INSTRUCTIONS FOR THE TASK: Copy the data word for word, keeping every line.

RECORDS FOR PROCESSING:
PR #524, opened 2021-05-24
[nrf noup] Adapt ieee802154_nrf5 driver to TFM

Damian-Nordic:
* When CONFIG_BUILD_WITH_TFM=y, use tfm_platform_mem_read() to read EUI64 from the non-secure world.
* Include secure_services.h header only if SPM=y.

Signed-off-by: Damian Krolik <damian.krolik@nordicsemi.no>

### DIFF
--- a/drivers/ieee802154/ieee802154_nrf5.c
+++ b/drivers/ieee802154/ieee802154_nrf5.c
@@ -39,9 +39,12 @@ LOG_MODULE_REGISTER(LOG_MODULE_NAME);
 
 #include <net/ieee802154_radio.h>
 
-#if defined(CONFIG_SOC_NRF5340_CPUAPP) && \
-	defined(CONFIG_TRUSTED_EXECUTION_NONSECURE)
+#if defined(CONFIG_SOC_NRF5340_CPUAPP) && defined(CONFIG_TRUSTED_EXECUTION_NONSECURE)
+#if defined(CONFIG_SPM_SERVICE_READ)
 #include <secure_services.h>
+#elif defined(CONFIG_BUILD_WITH_TFM)
+#include <tfm/tfm_ioctl_api.h>
+#endif
 #endif
 
 #include "ieee802154_nrf5.h"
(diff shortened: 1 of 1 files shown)


drivers/ieee802154/ieee802154_nrf5.c
```diff
@@ -118,13 +121,22 @@ static void nrf5_get_eui64(uint8_t *mac)
 	mac[index++] = IEEE802154_NRF5_VENDOR_OUI & 0xff;
 #endif
 
-#if defined(CONFIG_SOC_NRF5340_CPUAPP) && \
-	defined(CONFIG_TRUSTED_EXECUTION_NONSECURE)
+#if defined(CONFIG_SOC_NRF5340_CPUAPP) && defined(CONFIG_TRUSTED_EXECUTION_NONSECURE)
 	int ret = -EPERM;
```
frkv, line 125: Is -EPERM a good enough error code for all possible tfm_platform_mem_read error codes?

Damian-Nordic: Right, I guess we can map TFM_PLATFORM_ERR_INVALID_PARAM to -EINVAL.

frkv: Yes. This is the most important error code to provide to the user.

czeslawmakarski (approved):

drivers/ieee802154/ieee802154_nrf5.c
Damian-Nordic: Done.

frkv (approved):
LGTM

ioannisg:
@rlubos I'll take a look into this after the tfm integration review. Is this needed for 1.6.0?

rlubos:
> Is this needed for 1.6.0?

@Damian-Nordic ?

Damian-Nordic:
@ioannisg @rlubos Although we won't manage to switch OpenThread to the PSA crypto I think it would be nice to be able to at least build and run OpenThread samples with TF-M and that is impossible without adding this change. Therefore, we would like to have it merged to 1.6

ioannisg:
> @ioannisg @rlubos Although we won't manage to switch OpenThread to the PSA crypto I think it would be nice to be able to at least build and run OpenThread samples with TF-M and that is impossible without adding this change. Therefore, we would like to have it merged to 1.6

Ack

ioannisg:
Please add  a milestone, so it is at least in the radar for 1.6

drivers/ieee802154/ieee802154_nrf5.c
```diff
@@ -39,9 +39,12 @@ LOG_MODULE_REGISTER(LOG_MODULE_NAME);
 
 #include <net/ieee802154_radio.h>
 
-#if defined(CONFIG_SOC_NRF5340_CPUAPP) && \
-	defined(CONFIG_TRUSTED_EXECUTION_NONSECURE)
+#if defined(CONFIG_SOC_NRF5340_CPUAPP) && defined(CONFIG_TRUSTED_EXECUTION_NONSECURE)
+#if defined(CONFIG_SPM_SERVICE_READ)
```
hakonfam, line 43: Would it make sense to check `CONFIG_SPM` instead? As that is the equivalent of `CONFIG_BUILD_WITH_TFM`

hakonfam (approved):

drivers/ieee802154/ieee802154_nrf5.c
Damian-Nordic: On the other hand, `spm_request_read` is only available when `CONFIG_SPM_SERVICE_READ` so I thought it would be better to depend on the setting which directly controls the functionality. I can change, however, if it's against our rules.

hakonfam: Makes sense, no strong opinion :)

ioannisg (approved):
Looks ok to me, but would like @oyvindronningstad to review as well

oyvindronningstad (approved):

tejlmand:
Included in: #549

RESULT:
PR #524, opened 2021-05-24
[nrf noup] Adapt ieee802154_nrf5 driver to TFM

Damian-Nordic:
* When CONFIG_BUILD_WITH_TFM=y, use tfm_platform_mem_read() to read EUI64 from the non-secure world.
* Include secure_services.h header only if SPM=y.

Signed-off-by: Damian Krolik <damian.krolik@nordicsemi.no>

### DIFF
--- a/drivers/ieee802154/ieee802154_nrf5.c
+++ b/drivers/ieee802154/ieee802154_nrf5.c
@@ -39,9 +39,12 @@ LOG_MODULE_REGISTER(LOG_MODULE_NAME);
 
 #include <net/ieee802154_radio.h>
 
-#if defined(CONFIG_SOC_NRF5340_CPUAPP) && \
-	defined(CONFIG_TRUSTED_EXECUTION_NONSECURE)
+#if defined(CONFIG_SOC_NRF5340_CPUAPP) && defined(CONFIG_TRUSTED_EXECUTION_NONSECURE)
+#if defined(CONFIG_SPM_SERVICE_READ)
 #include <secure_services.h>
+#elif defined(CONFIG_BUILD_WITH_TFM)
+#include <tfm/tfm_ioctl_api.h>
+#endif
 #endif
 
 #include "ieee802154_nrf5.h"
(diff shortened: 1 of 1 files shown)


drivers/ieee802154/ieee802154_nrf5.c
```diff
@@ -118,13 +121,22 @@ static void nrf5_get_eui64(uint8_t *mac)
 	mac[index++] = IEEE802154_NRF5_VENDOR_OUI & 0xff;
 #endif
 
-#if defined(CONFIG_SOC_NRF5340_CPUAPP) && \
-	defined(CONFIG_TRUSTED_EXECUTION_NONSECURE)
+#if defined(CONFIG_SOC_NRF5340_CPUAPP) && defined(CONFIG_TRUSTED_EXECUTION_NONSECURE)
 	int ret = -EPERM;
```
frkv, line 125: Is -EPERM a good enough error code for all possible tfm_platform_mem_read error codes?

Damian-Nordic: Right, I guess we can map TFM_PLATFORM_ERR_INVALID_PARAM to -EINVAL.

frkv: Yes. This is the most important error code to provide to the user.

czeslawmakarski (approved):

drivers/ieee802154/ieee802154_nrf5.c
Damian-Nordic: Done.

frkv (approved):
LGTM

ioannisg:
@rlubos I'll take a look into this after the tfm integration review. Is this needed for 1.6.0?

rlubos:
> Is this needed for 1.6.0?

@Damian-Nordic ?

Damian-Nordic:
@ioannisg @rlubos Although we won't manage to switch OpenThread to the PSA crypto I think it would be nice to be able to at least build and run OpenThread samples with TF-M and that is impossible without adding this change. Therefore, we would like to have it merged to 1.6

ioannisg:
> @ioannisg @rlubos Although we won't manage to switch OpenThread to the PSA crypto I think it would be nice to be able to at least build and run OpenThread samples with TF-M and that is impossible without adding this change. Therefore, we would like to have it merged to 1.6

Ack

ioannisg:
Please add  a milestone, so it is at least in the radar for 1.6

drivers/ieee802154/ieee802154_nrf5.c
```diff
@@ -39,9 +39,12 @@ LOG_MODULE_REGISTER(LOG_MODULE_NAME);
 
 #include <net/ieee802154_radio.h>
 
-#if defined(CONFIG_SOC_NRF5340_CPUAPP) && \
-	defined(CONFIG_TRUSTED_EXECUTION_NONSECURE)
+#if defined(CONFIG_SOC_NRF5340_CPUAPP) && defined(CONFIG_TRUSTED_EXECUTION_NONSECURE)
+#if defined(CONFIG_SPM_SERVICE_READ)
```
hakonfam, line 43: Would it make sense to check `CONFIG_SPM` instead? As that is the equivalent of `CONFIG_BUILD_WITH_TFM`

hakonfam (approved):

drivers/ieee802154/ieee802154_nrf5.c
Damian-Nordic: On the other hand, `spm_request_read` is only available when `CONFIG_SPM_SERVICE_READ` so I thought it would be better to depend on the setting which directly controls the functionality. I can change, however, if it's against our rules.

hakonfam: Makes sense, no strong opinion :)

ioannisg (approved):
Looks ok to me, but would like @oyvindronningstad to review as well

oyvindronningstad (approved):

tejlmand:
Included in: #549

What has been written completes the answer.